For a "Journeyman" racer ride, built for lots of mileage and tough use, with utilitarian components, I think the Look turned out quite light. If you wanted to get silly expensive, you certainly could shave off another lb. without hurting the outstanding all around rideability of the bike. For a big guy like me at 175lbs, 15.2lbs is pretty light..

Don Hanson


----------



## jaredhartman (Mar 5, 2002)

*seems like a light build to me*

The 585 is definitely marketed as a light frame. The HSC 5sl fork is also a very light fork. Your build kit has no "heavy" parts. The bike has Zipp 303 tubular's which are by no means heavy wheels. 

You don't need to qualify your statement with "for what it is." You have a solid, light bike that better be light, for what it is. 

Anyway, it sounds pretty nice; post a picture.


----------



## studiddy (Sep 27, 2005)

Sounds fancy, but like jared said, considering the parts, I would have been surprised if it weighed much more than that. Then again, I wouldn't call a 175lb rider a big guy. You should throw some pics up.


----------



## Gnarly 928 (Nov 19, 2005)

I'll post some pics, by and by. By "For what it is", I meant this Look was built with "function" as a race bike first and forermost on my priority list. I chose "good "1st, and then "light" 2nd, components that I've raced before and was happy with. I didn't use some components that I have on another bike that are lighter, but don't function as well. Or that have adjustment issues, or some that I "hear" are the "Gnat's A**" I didn't go out and buy the brand new (and untried by me) "zoot" anything, because my program was to get on the bike when done, and race it without any "issues"... So I was a bit(pleasantly) surprised that it came in so light using like, for example..the "plain vanilla" Dura Ace brakes, which aren't the lightest, but are very easy to live with, day to day and modulate quite well on carbon rims..

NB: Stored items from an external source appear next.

PR #13716, opened 2025-06-26
Fix flaky TestGc#test_heaps_grow_independently

peterzhu2118:
The test sometimes fails with "Expected 2062788 to be < 2000000" because heap 0 has not been cleared yet by GC. This commit fixes it to run GC before the assertion to ensure that it does not flake.

### DIFF
--- a/test/ruby/test_gc.rb
+++ b/test/ruby/test_gc.rb
@@ -701,6 +701,11 @@ class TestGc < Test::Unit::TestCase
         allocate_large_object
       end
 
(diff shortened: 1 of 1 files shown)


test/ruby/test_gc.rb
```diff
@@ -701,6 +701,8 @@ def allocate_large_object = Array.new(10)
         allocate_large_object
       end
 
+      GC.start
```
tekknolagi, line 707: Nit: add a comment explaining why you GC?

PR #13717, opened 2025-06-26
add VM Lock around `rb_const_remove` operations (Module#remove_const)

luke-gruber:
Without a VM Lock, there's an unlocked `rb_id_table_delete` for the class's const_tbl which can cause problems. Example:

```ruby
class C
  CONSTANT = 3
end
$VERBOSE = nil
rs = []
100.times do
  rs << Ractor.new do
    10_000.times do
      if defined?(C::CONSTANT)
        C.send(:remove_const, :CONSTANT) rescue NameError
      else
        C.send(:const_set, :CONSTANT, 3)
      end
    end
  end
end
while rs.any?
  r, obj = Ractor.select(*rs)
  rs.delete(r)
end
```

Without lock:
../ruby-release/test.rb:14: [BUG] Segmentation fault at 0x0000000000000001 -- Control frame information ----------------------------------------------- miniruby(82790,0x16f49f000) malloc: *** error for object 0x600000f880a0: pointer being freed was not allocated miniruby(82790,0x16f49f000) malloc: *** set a breakpoint in malloc_error_break to debug

### DIFF
--- a/constant.h
+++ b/constant.h
@@ -44,7 +44,8 @@ void rb_free_const_table(struct rb_id_table *tbl);
 VALUE rb_const_source_location(VALUE, ID);
 
 int rb_autoloading_value(VALUE mod, ID id, VALUE *value, rb_const_flag_t *flag);
-rb_const_entry_t *rb_const_lookup(VALUE klass, ID id, rb_const_entry_t *entry_out);
+rb_const_entry_t *rb_const_lookup_locked(VALUE klass, ID id);
+bool rb_const_lookup_unlocked(VALUE klass, ID id, rb_const_entry_t *entry_out);
 VALUE rb_public_const_get_at(VALUE klass, ID id);
 VALUE rb_public_const_get_from(VALUE klass, ID id);
 int rb_public_const_defined_from(VALUE klass, ID id);
--- a/variable.c
+++ b/variable.c
@@ -3025,8 +3025,8 @@ autoload_synchronized(VALUE _arguments)
     struct autoload_arguments *arguments = (struct autoload_arguments *)_arguments;
     rb_const_entry_t constant_entry = {0};
 
-    rb_const_entry_t *ce = rb_const_lookup(arguments->module, arguments->name, &constant_entry);
-    if (ce && !UNDEF_P(constant_entry.value)) {
+    bool found = rb_const_lookup_unlocked(arguments->module, arguments->name, &constant_entry);
+    if (found && !UNDEF_P(constant_entry.value)) {
         return Qfalse;
     }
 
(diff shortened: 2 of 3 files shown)


jhawthorn:
Seems like we might be missing locking for const lookup as well. 

``` ruby
class C
  CONSTANT = 3
end
$VERBOSE = nil
rs = []
100.times do
  rs << Ractor.new do
    10_000.times do
      if defined?(C::CONSTANT)
        C.send(:remove_const, :CONSTANT) rescue NameError
      else
        C.send(:const_set, :CONSTANT, 3)
      end
      C.const_get(:CONSTANT) rescue NameError
      C.const_get(:CONSTANT) rescue NameError
    end
  end
end
while rs.any?
  r, obj = Ractor.select(*rs)
  rs.delete(r)
end
```

```
make run
./miniruby -I./lib -I. -I.ext/common  -r./x86_64-linux-fake  ./test.rb
<OBJ_INFO:obj_traverse_i@ractor.c:1276> out-of-heap:0x000055700ced3ea0
./test.rb:14: [BUG] unreachable
ruby 3.5.0dev (2025-06-26T16:21:30Z ractor_safe_remove.. c3420bfd76) +PRISM [x86_64-linux]

c:0005 p:---- s:0019 e:000018 CFUNC  :const_get
c:0004 p:0047 s:0014 e:000013 BLOCK  ./test.rb:14
c:0003 p:0024 s:0011 e:000010 METHOD <internal:numeric>:257
c:0002 p:0005 s:0006 e:000005 BLOCK  ./test.rb:8 [FINISH]
c:0001 p:---- s:0003 e:000002 DUMMY  [FINISH]

-- Ruby level backtrace information ----------------------------------------
./test.rb:8:in 'block (2 levels) in <main>'
<internal:numeric>:257:in 'times'
./test.rb:14:in 'block (3 levels) in <main>'
./test.rb:14:in 'const_get'
```

byroot:
Should `const_set` and `remove_const` even be allowed from non-main ractor? It seems to me that if you can't set a class ivar, you shouldn't be able to set a const, no?

luke-gruber:
Yeah it's a good point, but for whatever reason this has always been allowed in ractors, and it was by design not by accident.  As for why, I don't know but maybe it's to do with supporting autoloading in ractors. If you support autoloading constants, it's a small step away from supporting setting constants directly.

constant.h
```diff
@@ -44,7 +44,7 @@ void rb_free_const_table(struct rb_id_table *tbl);
 VALUE rb_const_source_location(VALUE, ID);
 
 int rb_autoloading_value(VALUE mod, ID id, VALUE *value, rb_const_flag_t *flag);
-rb_const_entry_t *rb_const_lookup(VALUE klass, ID id);
+rb_const_entry_t *rb_const_lookup(VALUE klass, ID id, rb_const_entry_t *entry_out);
```
jhawthorn: Should we make this return an int bool like `st_lookup`?

jhawthorn:
`const_set` and `remove_const` from a non-main ractor surprised me as well, but I don't think changing that would make a big difference from an implementation standpoint. We'd still have to lock for both reads and writes.

constant.h
luke-gruber: It's a little trickier than that because sometimes we want to do a lookup and get back the raw `ce` to modify it. I changed `rb_const_lookup` to 2 functions: `rb_const_lookup_locked` and `*_unlocked`. Locked variant returns raw `ce` and asserts VM lock is taken.

luke-gruber:
Jean is working on lock-free const get/set/remove with RCU pattern, so this will probably not be merged but I'm going to keep it open until then.

PR #13727, opened 2025-06-27
Reduce allocations in `Gem::BUNDLED_GEMS.warning?`

joshuay03:
When profiling our (@buildkite's) Rails application's boot, this `#split` consistently showed up as taking 3-4% of allocation samples (~125k+ allocations) with a sample rate of 100. I suspect this may be related to our use of bootsnap given the comments in this method, though I haven't tested without it to confirm.

<details>

<summary>Unfortunately I can't share that specific a profile, but I tried to compare profiles using a micro test script</summary>

<br>

```ruby
# frozen_string_literal: true

require "bundler/inline"

gemfile(true) do
  source "https://rubygems.org"

  gem "vernier"

  gem "rails", require: false
  gem "puma", require: false
  gem "sidekiq", require: false
  gem "rspec", require: false

  gem 'bootsnap', require: false
end

require "bootsnap"
Bootsnap.setup(development_mode: true, cache_dir: "tmp/cache")

# Vernier.profile(out: "../time_build.json") do
Vernier.profile(out: "../alloc_build.json", allocation_interval: 10) do
  require "rails"
  require "puma"
  require "sidekiq"
  require "rspec"
end

# rm -rf ~/.rubies/ruby-master/lib/ruby/gems/3.5.0+2/gems && rm -rf tmp/cache && make && make install && ~/.rubies/ruby-master/bin/ruby ../test.rb
```

Viewer: https://vernier.prof/ - filter data source to allocations and invert call tree stack
- [alloc_master.json](https://github.com/user-attachments/files/20949591/alloc_master.json)
- [alloc_build.json](https://github.com/user-attachments/files/20949597/alloc_build.json)

</details>

I didn't open an issue for this, but I did come across https://bugs.ruby-lang.org/issues/20641, so it seems this method is known to be somewhat of a hotspot.


lib/bundled_gems.rb
```diff
@@ -105,11 +105,11 @@ def self.warning?(name, specs: nil)
       # and `require "syslog"` to `require "#{ARCHDIR}/syslog.so"`.
       feature.delete_prefix!(ARCHDIR)
       feature.delete_prefix!(LIBDIR)
-      segments = feature.split("/")
+      segments = feature.split("/", 3)
```
joshuay03: This branch needs to have three segments at most.

lib/bundled_gems.rb
```diff
@@ -105,11 +105,11 @@ def self.warning?(name, specs: nil)
...
       name = segments.shift
       name = EXACT[name] || name
       if !SINCE[name]
-        name = [name, segments.shift].join("-")
+        name = "#{name}-#{segments.shift}"
```
joshuay03, line 109: While I was here I thought I'd eliminate this array allocation. This was only showing up at around 0.5%, but why not 🤷🏽‍♂️

joshuay03:
> I suspect this may be related to our use of bootsnap given the comments in this method, though I haven't tested without it to confirm.

Actually I did just confirm this. Without bootsnap, I see many features like `psych/y`, but with bootsnap they're mostly like `/Users/me/Projects/buildkite/buildkite/.bundle/ruby/3.5.0+2/gems/psych-5.2.6/lib/psych/y`. So there's a lot of unnecessary splitting that'll just end up being discarded—no warning.

lib/bundled_gems.rb
tenderlove: Do you know why it only needs 3 segments at most? I don't doubt it, but it's not obvious (to me) from the code why that is.  I think a comment explaining the number would be helpful.

tenderlove: Ah, because only two shifts. 🤦

joshuay03: Yes two shifts and then just one needed for the `segments.any?` return value. I'll add a comment 👍🏽

lib/bundled_gems.rb
```diff
@@ -105,11 +105,14 @@ def self.warning?(name, specs: nil)
       # and `require "syslog"` to `require "#{ARCHDIR}/syslog.so"`.
       feature.delete_prefix!(ARCHDIR)
       feature.delete_prefix!(LIBDIR)
-      segments = feature.split("/")
+      # 1. A segment for the basic EXACT and SINCE check e.g. `logger`
+      # 2. A segment for the multi-part SINCE check e.g. `resolv-replace`
```
nobu: I don't think that  resolv-replace, which provides `resolv-replace.rb` as the name says, is the targets of this code.
The targets are net/* family, net-http gem for `require "net/http"`.

I suspect that this code can be removed since such libraries are no longer in `SINCE` table.

nobu: "This code" is joining the first two segments with `-`.

joshuay03: Thanks, I've removed that and updated the comments. I also had to remove a failing test for `net/smtp`. I think I can also remove this one? https://github.com/ruby/ruby/blob/eab4a0bc8d883be2071a090c87914efc9c12d10c/spec/bundled_gems_spec.rb#L347-L364

It passes, but it's probably a false positive now.

As well as the `SINCE` entry here? https://github.com/ruby/ruby/blob/eab4a0bc8d883be2071a090c87914efc9c12d10c/spec/bundled_gems_spec.rb#L66

joshuay03: I've gone ahead and removed them.

nobu: @hsbt What do you think? Or we should keep the feature?

hsbt: I don't want to remove these tests.

joshuay03: Okay I've put all of that back and kept the comments example-free, given the spec has good examples.

hsbt (approved):

deivid-rodriguez:
Thank you for restoring performance after my change @joshuay03 ❤️

lib/bundled_gems.rb
deivid-rodriguez: In my opinion, it's better to not keep code not necessary in real life, but just meant to make some specs pass, so I would remove the code and tests as suggested.

If we want to make sure we don't regress if gems with the special naming are ever added back to the `SINCE` list, we could make sure the specs cover the real `SINCE` list more thoroughly, and that they start failing if a gem with the special naming is added in the future.

PR #13729, opened 2025-06-27
ZJIT: `throw` to HIR

XrXr:
- **ZJIT: Use initialization shorthand**
- **ZJIT: `throw` to HIR**

No codegen for this for now since the calling convention is
somewhat in flux, and I'm not sure how best to do a unwind
with a value other than `Qundef`.

### DIFF
--- a/zjit/src/hir.rs
+++ b/zjit/src/hir.rs
@@ -1072,7 +1072,7 @@ impl Function {
             ArraySet { array, idx, val } => ArraySet { array: find!(*array), idx: *idx, val: find!(*val) },
             ArrayDup { val , state } => ArrayDup { val: find!(*val), state: *state },
             &HashDup { val , state } => HashDup { val: find!(val), state },
-            &CCall { cfun, ref args, name, return_type, elidable } => CCall { cfun: cfun, args: find_vec!(args), name: name, return_type: return_type, elidable },
+            &CCall { cfun, ref args, name, return_type, elidable } => CCall { cfun, args: find_vec!(args), name, return_type, elidable },
             &Defined { op_type, obj, pushval, v } => Defined { op_type, obj, pushval, v: find!(v) },
             &DefinedIvar { self_val, pushval, id, state } => DefinedIvar { self_val: find!(self_val), pushval, id, state },
             NewArray { elements, state } => NewArray { elements: find_vec!(*elements), state: find!(*state) },
--- a/zjit/src/hir.rs
+++ b/zjit/src/hir.rs
@@ -488,6 +488,7 @@ pub enum Insn {
 
     /// Control flow instructions
     Return { val: InsnId },
+    Throw { state: u32, val: InsnId },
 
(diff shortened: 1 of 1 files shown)


zjit/src/hir.rs
```diff
@@ -488,6 +488,7 @@ pub enum Insn {
 
     /// Control flow instructions
     Return { val: InsnId },
+    Throw { state: u32, val: InsnId },
```
tekknolagi: Let's not use `state`; we're probably going to need that for side exits and that's our conventional use case for the Snapshot InsnId. Maybe `throw_state`?

(Do we need to have a FrameState for throw? It feels like yes but I don't actually know how this works)

zjit/src/hir.rs
```diff
@@ -1013,6 +1031,7 @@ impl Function {
                     }
                 },
             Return { val } => Return { val: find!(*val) },
+            &Throw { state, val } => Throw { state, val: find!(val) },
```
tekknolagi: note to self: we can probably make a smarter macro `find!(x)` that expands to `x: find!(x)`, etc

zjit/src/hir.rs
```diff
@@ -1117,7 +1136,7 @@ impl Function {
         match &self.insns[insn.0] {
             Insn::Param { .. } => unimplemented!("params should not be present in block.insns"),
             Insn::SetGlobal { .. } | Insn::ArraySet { .. } | Insn::Snapshot { .. } | Insn::Jump(_)
-            | Insn::IfTrue { .. } | Insn::IfFalse { .. } | Insn::Return { .. }
```
tekknolagi, line 1122: note to self: we should probably use `has_output` here

zjit/src/hir.rs
```diff
@@ -2696,6 +2716,10 @@ pub fn iseq_to_hir(iseq: *const rb_iseq_t) -> Result<Function, ParseError> {
                     fun.push_insn(block, Insn::Return { val: state.stack_pop()? });
                     break;  // Don't enqueue the next block as a successor
                 }
+                YARVINSN_throw => {
+                    fun.push_insn(block, Insn::Throw { state: get_arg(pc, 0).as_u32(), val: state.stack_pop()? });
+                    break;  // Don't enqueue the next block as a successor
```
tekknolagi, line 2736: note to self: we can probably extract this into `is_terminator` below? maybe?

tekknolagi (approved):
awesome

tekknolagi:
Since codegen for this (and others) is challenging, maybe we should be compiling hard-to-codegen instructions into explicit side-exits for now instead of aborting compilation. Though that does require that they have a FrameState

zjit/src/hir.rs
XrXr: We do need to have a FrameState to check interrupts. Return should technically do that as well, and it doesn't as of yet. Maybe there should be a dedicated CheckInterrupts, though.

tekknolagi: I think there should be a dedicated CheckInterrupts

PR #13731, opened 2025-06-27
Implements [Feature #21455] Add a block argument to Array#join

leoarnold:
I sometimes come across code like this where
the `Array#join` at the end can easily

An aside: I just got home from a hillclimb/TT, raced on the new Look today. Some 1700' elevation gain over about 6 miles just off the shoulder of Mt. Ranieer here in the Pac NW. It felt very nice, taut, stiff, controllable and easy to get uphill on... absolutely no problems with the bike or any of the components (other than the slow rider) Interestingly, they had a prize for Seconds per Lb.....So they had some scales at the finish and if you wanted, they weighed you as you were with the bike at the finish..I weighed in at 193, shoes bike clothing and what was left in my water bottle. 175 as I stood there in riding gear without the bike, probably a bit dehydrated.. So, changing over to a Selle Ita. Flite titanium saddle on a Thompson post and having part full water bottle and a Garmin edge gps computer, along with using some Reynolds DV wheels added a couple of lbs to the weight of the bike..But adjusting the Thompson beats the crap out of that USE Alien with the dorky little allens and the 3 dumb bits that you have to get just right...And the Flite has a bit more padding than the Carbonio and I've seen guys break the carbon rails on the Carbonios, so add some more grams in the name of usability and dependability.
Didn't stay long enough to see who won the 'seconds per lb" category or even to get my own time..but I did get passed by two riders and I didn't pass anyone, so ..ho humm.. fun though to race a brand new bike, can't wait for a few sprints and some attacks, a bit of actual racing..
Don Hanson


----------